Die Warnow ist einer der schönsten Flüsse Mecklenburg-Vorpommerns. Sie fließt durch idyllische Naturparks und ist auf einem Großteil ihrer 155 Kilometer Länge auch für weniger geübte Kanuten zu bewältigen.

Von Lottemi Doormann | 30.06.2013
    Der Fluss sieht eher aus wie ein rauschendes Bächlein, dicht gesäumt von Bäumen, Büschen und hohen Gräsern, dort, wo wir zum ersten Mal zu zweit in die Kanus steigen.
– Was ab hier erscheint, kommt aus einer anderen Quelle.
PR #59, opened 2025-12-05
Remove separate dispatch for per molecule kernel sizes. Now choose one kernel based on max size.

scal444:
Sending off kernel32 then kernel64 was a pessimization. We lose a tiny bit of per-kernel perf from this but we need batches to send off at once, not sequentially, and we can't afford the communication overhead of instantiating more concurrent streams.

Also fixed a leftover debugging statement that was causing the MMFF benchmark to run slow by calculating RDKit energies when not necessary. Did not affect result reporting, just did extraneous work in between benchmarks.

### DIFF
--- a/src/minimizer/bfgs_minimize.cu
+++ b/src/minimizer/bfgs_minimize.cu
@@ -517,25 +517,23 @@ void BfgsBatchMinimizer::initialize(const std::vector<int>& atomStartsHost,
 
   activeSystemIndices_.resize(numSystems_);
   allSystemIndices_.resize(numSystems_);
-  std::vector<int> activeSystemIndicesHost(numSystems_);
-  std::iota(activeSystemIndicesHost.begin(), activeSystemIndicesHost.end(), 0);
-  allSystemIndices_.setFromVector(activeSystemIndicesHost);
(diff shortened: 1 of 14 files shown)


src/minimizer/bfgs_minimize.cu
```diff
@@ -406,9 +404,7 @@ BfgsBatchMinimizer::BfgsBatchMinimizer(const int    dataDim,
     inverseHessian_.setStream(stream_);
     hessDGrad_.setStream(stream_);
     scratchBuffersDevice_.setStream(stream_);
-    for (auto& bin : perMolBinListsDevice_) {
-      bin.setStream(stream_);
-    }
+    activeMolIdsDevice_.setStream(stream_);
```
evasnow1992, line 402: Is this setStream redundant giving that it's already set above on line 376 in `if (backend_ == BfgsBackend::PER_MOLECULE)` block?

evasnow1992 (approved):
LGTM. Only one clarification question.

src/minimizer/bfgs_minimize.cu
scal444: Fixed, thanks. Kept the second one for simplicity.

Tourführer Sven-Erik Muskulus gibt den weniger Erfahrenen noch ein paar Tipps, wie man steuert und bremst:

    "Vorne denkt, hinten lenkt. Vorne denkt soll heißen: Auf den Weg gucken, wo sind die flachen Stellen, wo sind die anderen Boote, wo ist ein Hindernis, kurz drüber nachdenken und nach hinten durchgeben, weil die Steuerleute - ob Mann oder Frau - die müssen es ja irgendwie umsetzen. Und das Steuern ist eigentlich eine einfache Geschichte: Wenn das Boot fährt und ich bremse mal, merke ich sofort, das Boot bewegt sich zum Paddel hin. So könnte ich mein Boot steuern, immer dort, wo ich hin möchte, bremse ich. Aber das gibt irgendwann Diskussionen im Boot: Vorne wird gepaddelt wie verrückt und hinten wird immer nur gebremst wie verrückt. Von daher mal probieren, durch einen kräftigen Paddelschlag zu steuern, da merkt man nämlich: Das Boot bewegt sich weg vom Paddel auf die andere Seite. Plötzlich kann ich durch Bremsen oder durch Gas Geben von einer Seite aus in beide Richtungen steuern."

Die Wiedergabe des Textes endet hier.